Sun Worshipper

An old science fiction novel called the sun “lifegiver.” Obviously true, because without the sun (exactly as it is and has been) there would be no life on Earth, never would have been any life on Earth, never you or me. If it went away this afternoon forever none of us would last long .

Science simply confirms what is intuitively obvious. Solar mythology has existed throughout history and surely long before. Sun dictates our lives, better or worse. At sunset it is normal to evaluate the events of the day, at sunrise it is easy to rejoice .

The sun commands an austere respect. Its location and path cannot _ even in the most fevered visions – be changed with prayer or other magic. Asking it for rain is futile – better to beg clouds – even though without solar evaporation there would be no rain ever .

Now we are ” sophisticated.” We create light in darkness. We know the sun is “just” fusion energy. Some of us concentrate on more important things (like the internet) and ignore it except on special occasions .

A lot of the time, the sun helps me concentrate my exaltation in being conscious. I try not to take it – or anything else – for granted. It is a wonderful aspect of the universe on which to center. And it demands nothing more – or less – then that I be enchanted with being .

Lifegiver indeed .

Mercenary “Warriors” 

It’s a truism that the military always prepares for the last war. A new element is that our current leaders want to prepare for war as depicted in movies and video games. Manly men who can savagely destroy all opposition with increasingly massive personal weaponry .

Of course we’re not quite sure what the “last war” was for the US, but we didn’t seem to win it. On the other hand, the Ukraine conflict seems to prove that any tween in her city bedroom can wipe out a squad of bazooka toting cowboys with a remote drone strike .

And if a “real war” starts, both the cowboys and tween are one nuclear blast – delivered hypersonically – away from oblivion .

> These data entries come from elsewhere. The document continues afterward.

PR #231, opened 2021-07-22
Fix support of repos without a 'master' branch

smortex:
When the target branch does not exist either remotely or locally, the
code checkouts the 'master' branch before branching.  Recently, a number
of projects have switched from naming their main branch 'master' to
'main', and these projects may not have a 'master' branch anymore.  In
such a situation, modulesync failed.

When we are in such a situation, check for a 'main' branch, and if it
exist use this one; otherwise fallback to the previous default of
'master'.

### DIFF
--- a/lib/modulesync/repository.rb
+++ b/lib/modulesync/repository.rb
@@ -51,7 +51,11 @@ module ModuleSync
         repo.checkout("origin/#{branch}")
         repo.branch(branch).checkout
       else
-        repo.checkout('origin/master')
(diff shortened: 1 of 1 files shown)


alexjfisher:
or https://github.com/voxpupuli/modulesync/pull/233 ??

(though your commit message is *much* better than mine!)

smortex:
I like the way #233 has no conditionals nor hardcoded values.  Seems more future-proof :wink:

PR #233, opened 2021-07-22
Checkout default_branch and not hardcoded `master`

alexjfisher:


smortex (approved):

ekohl (commented):
I like this, but I have read that sometimes the `remotes/origin/HEAD` ref isn't fetched. I wonder if `default_branch` should be made more reliable to deal with it. On the other hand, I'd be ok with merging this.

What would it take for this to get out of Draft?

lib/modulesync/repository.rb
```diff
@@ -51,17 +51,21 @@ def switch_branch(branch)
...
         repo.branch(branch).checkout
       end
     end
 
     def prepare_workspace(branch)
       # Repo needs to be cloned in the cwd
       if !Dir.exist?("#{@directory}/.git")
-        puts 'Cloning repository fresh'
-        puts "Cloning from '#{@remote}'"
+        puts "Cloning repository fresh from '#{@remote}'"
```
alexjfisher, line 68: Rubocop was annoyed the class was 1 too many lines, so I 'stole' back one here...

bastelfreak (approved):

ekohl (approved):

PR #244, opened 2021-10-18
New CLI commands

neomilium:
Main goal is to be able to execute arbitrary commands on each repositories.

This PR contains a draft for new commands : `reset`, `execute` and `push`

* `clone`: clone repo if not already done
* `execute`: run arbitrary command
* `reset`: hard-reset repositories
* `push`: push commits

Any help to define expected behaviors is welcome.


Gemfile.lock
```diff
@@ -0,0 +1,263 @@
+PATH
```
ekohl, line 1: Generally we don't store a lock file. Could you drop this?

ekohl (commented):
I would still love to see the `execute` command. It would still help me a lot.

neomilium:
Code rebased, contributions are welcome, dev is stalled on this ;-)

lib/modulesync.rb
```diff
@@ -177,4 +178,83 @@ def self.update(cli_options)
...
+
+      command_args = cli_options[:command_args]
+      local_script = File.expand_path command_args[0]
+      command_args[0] = local_script if File.exist?(local_script)
+
+      # Remove bundler-related env vars to allow the subprocess to run `bundle`
+      command_env = ENV.reject { |k, _v| k.match?(/(^BUNDLE|^SOURCE_DATE_EPOCH$|^GEM_|RUBY)/) }
+
+      FileUtils.chdir(puppet_module.working_directory) do
+        result = system command_env, *command_args, unsetenv_others: true
```
ekohl, line 208: Rather than using `chdir`, you can pass `chdir` to system
```suggestion
      result = system(command_env, *command_args, unsetenv_others: true, chdir: puppet_module.working_directory)
```

Gemfile.lock
neomilium: Done.

features/execute.feature
```diff
@@ -0,0 +1,15 @@
...
+  Scenario: Cloning sourcecodes before running command when modules/ dir is empty
+    Given a basic setup with a puppet module "puppet-test" from "awesome"
+    Then the file "modules/awesome/puppet-test/metadata.json" should not exist
+    When I successfully run `msync exec --verbose /bin/true`
+    Then the output should contain "Cloning from 'file://"
+    And the file "modules/awesome/puppet-test/metadata.json" should exist
+
+  @no-clobber
+  Scenario: No clones before running command when sourcecode have already been cloned
+    Given the file "modules/awesome/puppet-test/metadata.json" should exist
```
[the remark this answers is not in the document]
neomilium: Done.

bastelfreak:
@neomilium do you still consider this a draft? can you please take a look at the rubocop issues?

neomilium:
@bastelfreak Yes, its still a draft, it requires to be used and feedbacks are needed.

Rubocop issues should be fixed.

neomilium:
One command is missing to the set to be really usable: `pull-request` or `merge-request`…

lib/modulesync.rb
```diff
@@ -177,4 +178,83 @@ def self.update(cli_options)
...
+        unless result
+          message = "Command execution failed ('#{@options[:command_args].join ' '}': #{$CHILD_STATUS})"
+          raise Thor::Error, message if @options[:fail_fast]
+
+          errors.merge(
```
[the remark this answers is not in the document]
neomilium: Fixed

neomilium:
@bastelfreak @ekohl Enjoy!
Please note I did not update the README... IMHO, whole file could be rewritten.

lib/modulesync/repository.rb
```diff
@@ -63,22 +63,24 @@ def switch_branch(branch)
...
+    def clone
+      puts "Cloning from '#{@remote}'"
+      @git = Git.clone(@remote, @directory)
+    end
+
     def prepare_workspace(branch)
-      # Repo already cloned, check out master and override local changes
-      if Dir.exist? File.join(@directory, '.git')
-        # Some versions of git can't properly handle managing a repo from outside the repo directory
-        Dir.chdir(@directory) do
```
ekohl, line 70: The chdir is no longer needed? I tried looking at the ruby-git code but never looked deep enough to figure out if the bug had been resolved.

lib/modulesync/repository.rb
```diff
@@ -72,14 +72,16 @@ def clone
...
-    def prepare_workspace(branch)
+    def prepare_workspace(branch:, operate_offline:)
       if cloned?
         puts "Overriding any local changes to repository in '#{@directory}'"
-        git.fetch 'origin', prune: true
+        git.fetch 'origin', prune: true unless operate_offline
         git.reset_hard
         switch(branch: branch)
-        git.pull('origin', branch) if remote_branch_exists?(branch)
+        git.pull('origin', branch) if remote_branch_exists?(branch) && !operate_offline
```
ekohl, line 81: I'd swap the order and first check `!operate_offline`. I'm not sure if `remote_branch_exists?` reaches out to the network, but it's certainly cheaper to check a boolean first.

lib/modulesync.rb
```diff
@@ -108,7 +108,7 @@ def self.manage_file(puppet_module, filename, settings, options)
 
   def self.manage_module(puppet_module, module_files, defaults)
     puts "Syncing '#{puppet_module.given_name}'"
-    puppet_module.repository.prepare_workspace(options[:branch]) unless options[:offline]
+    puppet_module.repository.prepare_workspace(branch: options[:branch], operate_offline: options[:offline])
```
ekohl, line 112: This is changing behavior. I always used `msync update --offline` as "do not do any git actions", or `update --no-git`. It may not be entirely right, but it's a behavioral change.

lib/modulesync.rb
```diff
@@ -177,4 +178,29 @@ def self.update(cli_options)
...
+      $stdout.puts "#{puppet_module.given_name}:"
+
+      puppet_module.repository.clone unless puppet_module.repository.cloned?
+      puppet_module.repository.switch branch: @options[:branch]
+
+      command_args = cli_options[:command_args]
+      local_script = File.expand_path command_args[0]
+      command_args[0] = local_script if File.exist?(local_script)
+
+      FileUtils.chdir(puppet_module.working_directory) do
```
ekohl: What's the benefit of `FileUtils.chdir` over `Dir.chdir`?

lib/modulesync.rb
```diff
@@ -177,4 +178,29 @@ def self.update(cli_options)
...
+
+    managed_modules.each do |puppet_module|
+      $stdout.puts "#{puppet_module.given_name}:"
+
+      puppet_module.repository.clone unless puppet_module.repository.cloned?
+      puppet_module.repository.switch branch: @options[:branch]
+
+      command_args = cli_options[:command_args]
+      local_script = File.expand_path command_args[0]
+      command_args[0] = local_script if File.exist?(local_script)
```
ekohl, line 202: I'm not a fan of this. I'd prefer to be more explicit in the behavior. If it's a path (on unix: it starts with `/`, `./` or `../`), only then would I treat it as a script. And `system()` can already do that. So personally I'd leave this out.

lib/modulesync/cli.rb
```diff
@@ -169,6 +169,32 @@ def execute(*command_args)
         ModuleSync.execute(config)
       end
 
+      desc 'reset', 'Reset all repositories'
```
ekohl, line 173: What does reset mean? Looking at the code I can figure it out but I think you can be a bit more verbose.

lib/modulesync/repository.rb
```diff
@@ -163,6 +163,17 @@ def submit_changes(files, options)
       true
     end
 
+    def push(branch:, remote_branch:)
+      raise ModuleSync::Error, 'Repository must be locally available before trying to push' unless cloned?
+
+      remote = 'origin'
```
ekohl, line 169: I wish we had a constant for this, but I don't expect you to do that in this PR. However, perhaps in this PR it can be, at least in the private method a parameter with a default (so `push(..., remote_name: 'origin')` or similar) so it will be easier in the future?

lib/modulesync/cli.rb
```diff
@@ -7,6 +7,14 @@
 
 module ModuleSync
   module CLI
+    def self.prepare_options(cli_options, **more_options)
+      options = CLI.defaults
+      options.merge! Util.symbolize_keys cli_options
```
ekohl, line 12: I feel like braces here would be helpful. In general I'm not fan of skipping them except when you do DSL style things.

ekohl (commented):
My biggest concern is the change in `msync update --offline` behavior, the other things are less important.

lib/modulesync/repository.rb
neomilium: Never faced myself to the bug, but this line is now old, and AFAICR there is another line that do it with `chdir`

lib/modulesync.rb
neomilium: Hum, as the _local script_ is relative to the top level (ie. `modulesync_config`) and no repository one, the `system()` command will fail. That's why I expanded the path before using it.

lib/modulesync/repository.rb
neomilium: And tests are two…

ekohl: I'd be ok with that.

lib/modulesync.rb
neomilium: OK. Based on existing tests, I understood `offline` as a flag to operate offline, not as operate without git operations.

If I understand correctly you use `msync update --offline` to only apply templates without any modifications, could you confirm or precise the goal you want or reach using this command line?

lib/modulesync.rb
neomilium: In our context, none.
I toggle this conversation as this is a commit on top of this which remove this line.

lib/modulesync.rb
ekohl: It is indeed. Essentially, I'd like a way to run the templates on my checkout without involving git. This is because I already prepared the whole repo, may have done some manual modifications. For example, I could have gone in and used `git add` and then use `git diff --cached` to see the exact changes. Or I did some preparation PRs to a branch. Essentially make it just a templating tool.

neomilium: So maybe a `msync templates apply` command could be a more explicit command to reach your goal?

lib/modulesync/cli.rb
neomilium: Done: I explained it in long description

lib/modulesync/repository.rb
neomilium: Done.

lib/modulesync/cli.rb
neomilium: Done.

lib/modulesync.rb
ekohl: Probably, but that would be a major version bump. I wouldn't mind that, but I'd hate to lose the functionality now.

lib/modulesync/repository.rb
neomilium: Good catch, thanks. Suggestion applied.

lib/modulesync.rb
ekohl: Hmm, it does make sense but I can also see how it would be confusing. I'm not sure how to best deal with this. Perhaps document it somehow?

neomilium: Is my reply clear enough to resolve to conversation?

ekohl: I do wonder if the `--help` description for the command could explain this behavior but I don't consider it blocking.

lib/modulesync.rb
neomilium: OK, I revert the current behavior, ie. skipping to whole workspace preparation when running in offline mode.
I renamed the commit, as I do need to support to prepare the workspace in offline mode for other commands.

ekohl: I was just thinking: you could still make the `prepare_workspace` accept an `operate_offline` command but simply not pass it in `manage_module` and explain in a (code) comment why it's not using the parameter. Then you could still use it the other way in your other commands. Would that make sense or is it overcomplicating things?

lib/modulesync.rb
neomilium: `msync help exec` now explain this behavior.

lib/modulesync.rb
neomilium: Checkout the updated commit, that's what I did :-)

ekohl (approved):
I think this addresses all my concerns. It's still a large patch and I could have missed things, but I'm going to trust all the tests you added. Let's try this out since I'm excited to replace my bash for loops with `msync exec`, see how that feels. Fun fact: I actually prefer doing `msync exec git pull` over trusting msync. Feels like I get more control. Certainly something I had desired for a long time.

ekohl:
Now that it's been released I'm really enjoying `msync exec`, but the one thing that bugs me is that it switches to the default branch. I had expected it to be a short hand for `for module in modules/*/* ; do ( cd $i && $command ) ; done`. Is this intentional or a bug?

ekohl:
So I opened https://github.com/voxpupuli/modulesync/pull/251 for further discussion.

PR #245, opened 2022-01-25
Add Ruby 3.1 to CI matrix and fix rubocop violations

bastelfreak:


lib/modulesync/renderer.rb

But manly men want jobs and the military life seems to fit a certain psychology. The problem is that building an elite group of well-paid volunteers (aka mercenaries) who follow politics – which seems to be the current goal of the administration – will surely lead _ as it always does (witness the Praetorians, Mamalukes, Janissaries) _ to that cadre getting rid of leaders they don’t like (i.e who don’t pay them enough .)

Obviously, I am hardly a fan of manly men syndrome. But personal squeamishness aside, I just think the idea is ineffective, historically inaccurate, stupid, and based on adolescent male fantasies .

Idiot Savant

The classic “idiot savant” is an individual whose brain is wired differently. Brilliant at something – math is a frequent example – but unable to shop for food. We have expanded the idea into “spectrum” to account for the fabulous complexity of human consciousness, but the idea remains useful .

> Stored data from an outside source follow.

PR #246, opened 2022-01-31
Fix CI

smortex:
Auto-correct rubocop offenses

### DIFF
--- a/modulesync.gemspec
+++ b/modulesync.gemspec
@@ -32,4 +32,5 @@ Gem::Specification.new do |spec|
   spec.add_runtime_dependency 'octokit', '~>4.0'
   spec.add_runtime_dependency 'puppet-blacksmith', '>= 3.0', '< 7'
   spec.add_runtime_dependency 'thor'
+  spec.metadata['rubygems_mfa_required'] = 'true'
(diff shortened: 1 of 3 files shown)


modulesync.gemspec
```diff
@@ -32,4 +32,5 @@ Gem::Specification.new do |spec|
   spec.add_runtime_dependency 'octokit', '~>4.0'
   spec.add_runtime_dependency 'puppet-blacksmith', '>= 3.0', '< 7'
   spec.add_runtime_dependency 'thor'
+  spec.metadata['rubygems_mfa_required'] = 'true'
```
smortex, line 35: Rubocop wants this, I do not think it is a bad idea, but maybe GitHub action will be a blocker for this for the release action?

bastelfreak: I do not think we currently support 2FA with our setup :( I will try to find some time and investigate

bastelfreak: If you disable the cop for now I can merge it if you like

smortex: @neomilium did exactly this in #244 so we can close this PR ;-)

PR #517, opened 2023-01-30
Fix two-byte blob example (\x in front of every byte)

sebastian-nagel:


Alex-Monahan:
Thank you for the fixes - much appreciated!

PR #521, opened 2023-02-02
overwrite flag for sql_scan

mneedham:


docs/extensions/sqlite_scanner.md
```diff
@@ -118,5 +118,13 @@ SET GLOBAL sqlite_all_varchar=true;
 
 When set, this option overrides the type conversion rules described above, and instead always converts the SQLite columns into a `VARCHAR` column. Note that this setting must be set *before* `sqlite_attach` is called.
 
+## Data Types
```
Mause, line 121: Can you review this header? Doesn't make a lot of sense given the contents of the section

Mause (changes requested):

docs/extensions/sqlite_scanner.md
mneedham: Yeh, good point. How about now?

Alex-Monahan: Looks good, thanks!

PR #527, opened 2023-02-08
Adding videos and Lightning talks to the summary table

pdet:


Mause:
Might be nicer to just have the video titles as the links, rather than a column that is just "Here, Here, Here, Here, Here, Here, Here, Here"

pdet:
True, I'll add a hyperlink to the title

PR #546, opened 2023-02-13
Fix WITH RECURSIVE example graph figure

szarnyasg:
The previous example graph in the page of the [WITH clause](https://duckdb.org/docs/sql/query_syntax/with) was incorrect, I fixed it.


Mytherin:
Thanks!

PR #552, opened 2023-02-16
fix: Don't use private method for polars df init

ritchie46:
`DataFrame._from_dict` is private. Adapted so we use the default constructor.


Mause:
Thanks!

PR #553, opened 2023-02-16
Expand CSV reader documentation

Mytherin:
This PR adds several more pages to the CSV reader explaining additional features (e.g. how the auto-detect works, how to override it, how to read from multiple pages) and also adds a `tips` section that we can hopefully expand in the future with CSV reading tips.


Alex-Monahan:
This is awesome! Thank you for putting this together. It really helps me build up an intuition around how the csv reader will behave, which will really help folks troubleshoot gnarly csv's as you said! Whenever you are ready to merge, feel free! Looks great to me.

Issue #474, opened 2022-12-26
Document direct download links for extensions


danthegoodman1:
For doing something like making a lambda layer, pre-building a container, etc. it's really helpful to pre-download an extension from the domain path `https://extensions.duckdb.org/${REVISION (including "v" prefix)}/${PLATFORM}/${NAME}.duckdb_extension.gz;`

If this could be included under the extensions section, along with the list of `PLATFORMs` that would be very helpful to folks pre-building environments.

Is there a list available right now of the names of the platforms?

_And merry Christmas 🎄_

Alex-Monahan:
This should be closed now! Let me know if something is missing in the merged PR above.

PR #554, opened 2023-02-16
downloading extensions from S3 and loading

Alex-Monahan:


Alex-Monahan:
Related to issue #474 . Let me know if this looks helpful, or if we don't want to advise folks to do this!

Alex-Monahan:
Merging this since I mistakenly left it on my master branch. Happy to remove if it is not good advice for our users!

PR #566, opened 2023-02-21
Add descriptions about output formats

papparapa:
This PR adds descriptions about output formats like duckdox.


Alex-Monahan:
Thanks! This is a helpful reference that I am sure to refer back to myself!

papparapa:
Thanks for escaping bracket! I missed that.

PR #568, opened 2023-02-22
adding data load tool (dlt) - DuckDB destination

TyDunn:
I would like to add data load tool (dlt) - DuckDB destination as a project mentioned under [Other Projects](https://duckdb.org/why_duckdb#other-projects). I'm opening a PR since I thought it would be easier for everyone, but I can open an issue if necessary. Thanks!


Alex-Monahan:
Thanks for integrating with DuckDB! Welcome to the flock!!

PR #575, opened 2023-02-26
Update window_functions.md

maartenbosteels:
Add missing "partition by" and "order by"


Alex-Monahan:
Good find! Thank you for the fix!

PR #581, opened 2023-02-28
Clarify default Calendar setting.

hawkfish:
The default calendar for ICU is actually not `gregorian` - e.g., if you are in China it will use one of the Chinese calendars.


Alex-Monahan:
Great point! Thanks!

PR #582, opened 2023-02-28
Bump to version 0.7.1

carlopi:
Unsure whether other changes are needed (e.g. generate _data/menu_docs_071 ?) or if they happen automagically.


Mause:
Shouldn't we be using the script to do this, instead of manually?

carlopi:
I had not found the script after few minutes of browsing, but I was sure it had to be there...
I will close this, please someone do it the proper way.

PR #218, opened 2021-06-25
SnarkVM IR

Protryon:
General design notes:
* This PR creates an intermediate representation (IR) that abstracts over the proof system, constraint system, curve, and field.
* A follow-up PR is prepared for AleoHQ/leo repo, available on `ir` branch. Needs release of these changes.
* Tests are derived from Leo tests.
* In general, the use of `anyhow` crate for error management is significantly increased. Scope is used to determine instruction location, and the intention is to use source mapping in Leo for end user errors (not yet implemented). This is mostly done for convenience. Existing error types are used in some places.
* The `ir` subcrate this PR adds provides structure and serialization for the IR format.
* The `eval` subcrate provides tooling for creating an `Evaluator`, and a default `SetupEvaluator` implementation mirroring existing logic of Leo.
* IR generation, register allocation, type checking, etc, is all supplied by the IR generator -- i.e. Leo.
* Minimal runtime type checking is done, but proper implementation from Leo should avoid any compilation-level errors in generated IR.


Pratyush:
Does this actually touch 988 files? My github doesn't even load that large of a diff =/

Pratyush:
Great, thanks! BTW, is there a document that provides an overview for the IR design?

utilities/src/biginteger/macros.rs
```diff
@@ -213,6 +213,13 @@ macro_rules! bigint_impl {
 
                 res
             }
+
+            fn from_slice(input: &[u64]) -> Self {
```
howardwu, line 217: I would prefer if we didn't add this method, as it is prone to abuse by Field impls, which require normalization to Montgomery form for any BigInteger

howardwu (approved):
LGTM, pending a minor requested change.

The `eval` module mirrors the deprecated logic from Leo, as such any unintended side effects will need to be caught from existing bug testing pipelines.

The `ir` module matches the specifications. I still have questions about the "complex" instruction set, however we can get this in for now and begin refining the architecture.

Thus I imagine a new breed of idiot savant, less based on basic brain wiring (although of course genetics may be strongly involved), and more on shallow but focused training. Such a person can become rich and even powerful, but treats other people as if they did not exist – or rather exist only as other objects like rocks or bacteria. Because of such focus, that idiot may have undue influence on society. Like any other amoral cripple, that person may have disastrous effects on everyone else.

Unfortunately we have been educated to admire financial success more than social success. Making more dollars seems much more important than making people happy. We easily offer excuses for the worst behavior of billionaires .

Worst of all, we have let them advance to become rulers, where they fail miserably. 

Government is about people, not money. But the “idiot savants” never learn that fundamental truth .

Wrong Track

I appreciate democracy (if rights are guaranteed to the minority), and respect people’s opinions as much as I do my own. But I find polls on issues increasingly silly. A good example is one of the current favorites – “is this country on the right track or the wrong track?”.

In my experience, if asked how I feel about the world in general, on any given day my reply might vary considerably. Actually, it might change a good deal from hour to hour. And ” how do I feel” is at least a pretty firm question .

But ask me if I am on the “right track” or not and I would be pretty lost. The thing is, a track goes somewhere. So the first question implied is do I think there is a single destination like Chicago or am I just “heading west.” And am I sure that’s where or the way I want to go? 

The second problem is momentary detours with good reason. I want to get to Chicago but this train is heading for Pittsburgh. Is that bad? If it’s heading south to avoid a mountain range, is my journey going wrong? And trains? Tracks? Who uses tracks anymore anyway. So restrictive. 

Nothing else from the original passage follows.